Work instructions
Restate all the data word for word, leaving nothing out.

-- Opening Marker --

PR #7269, opened 2020-10-13
Admin UI Permissions : rename

Skrypt:
Rename weird permission name to ListContent 😄 

The other name we need to change is `IsAuthorizedToAContentTypeAsync`
Please give me some ideas.

```C#
        /// <summary>
        /// Evaluate if we have a specific owner variation permission to at least one content type
        /// </summary>
        public static async Task<bool> IsAuthorizedToAContentTypeAsync(this IAuthorizationService service, ClaimsPrincipal user, Permission requiredPermission, IEnumerable<ContentTypeDefinition> contentTypeDefinitions, IContentManager contentManager)
        {
            foreach(var contentTypeDefinition in contentTypeDefinitions)
            {
                var permission = GetOwnerVariation(requiredPermission);
                var contentTypePermission = ContentTypePermissionsHelper.ConvertToDynamicPermission(permission);
                permission = ContentTypePermissionsHelper.CreateDynamicPermission(contentTypePermission, contentTypeDefinition);
                
                var contentItem = await contentManager.NewAsync(contentTypeDefinition.Name);
                contentItem.Owner = user.Identity.Name;

                if(await service.AuthorizeAsync(user, permission, contentItem))
                {
                    return true;
                }
            }

            return false;
        }
```

I was thinking about reversing it :  `AContentTypeIsAuthorizedToAsync`
But that's as bad 😢


src/OrchardCore.Modules/OrchardCore.Contents/Permissions.cs
```diff
@@ -25,7 +25,7 @@ public class Permissions : IPermissionProvider
         public static readonly Permission CloneContent = CommonPermissions.CloneContent;
         public static readonly Permission CloneOwnContent = CommonPermissions.CloneOwnContent;
         public static readonly Permission AccessContentApi = new Permission("AccessContentApi", "Access content via the api");
-        public static readonly Permission ViewNotOwnedItemsAdminContentList = new Permission("ViewNotOwnedItemsAdminContentList", "View content item(s) not owned by user in admin content list");
+        public static readonly Permission ListContent = new Permission("ListContent", "List content item(s) not owned by user");
```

-- Closing Marker --

Response
PR #7269, opened 2020-10-13
Admin UI Permissions : rename

Skrypt:
Rename weird permission name to ListContent 😄 

The other name we need to change is `IsAuthorizedToAContentTypeAsync`
Please give me some ideas.

```C#
        /// <summary>
        /// Evaluate if we have a specific owner variation permission to at least one content type
        /// </summary>
        public static async Task<bool> IsAuthorizedToAContentTypeAsync(this IAuthorizationService service, ClaimsPrincipal user, Permission requiredPermission, IEnumerable<ContentTypeDefinition> contentTypeDefinitions, IContentManager contentManager)
        {
            foreach(var contentTypeDefinition in contentTypeDefinitions)
            {
                var permission = GetOwnerVariation(requiredPermission);
                var contentTypePermission = ContentTypePermissionsHelper.ConvertToDynamicPermission(permission);
                permission = ContentTypePermissionsHelper.CreateDynamicPermission(contentTypePermission, contentTypeDefinition);
                
                var contentItem = await contentManager.NewAsync(contentTypeDefinition.Name);
                contentItem.Owner = user.Identity.Name;

                if(await service.AuthorizeAsync(user, permission, contentItem))
                {
                    return true;
                }
            }

            return false;
        }
```

I was thinking about reversing it :  `AContentTypeIsAuthorizedToAsync`
But that's as bad 😢


src/OrchardCore.Modules/OrchardCore.Contents/Permissions.cs
```diff
@@ -25,7 +25,7 @@ public class Permissions : IPermissionProvider
         public static readonly Permission CloneContent = CommonPermissions.CloneContent;
         public static readonly Permission CloneOwnContent = CommonPermissions.CloneOwnContent;
         public static readonly Permission AccessContentApi = new Permission("AccessContentApi", "Access content via the api");
-        public static readonly Permission ViewNotOwnedItemsAdminContentList = new Permission("ViewNotOwnedItemsAdminContentList", "View content item(s) not owned by user in admin content list");
+        public static readonly Permission ListContent = new Permission("ListContent", "List content item(s) not owned by user");
```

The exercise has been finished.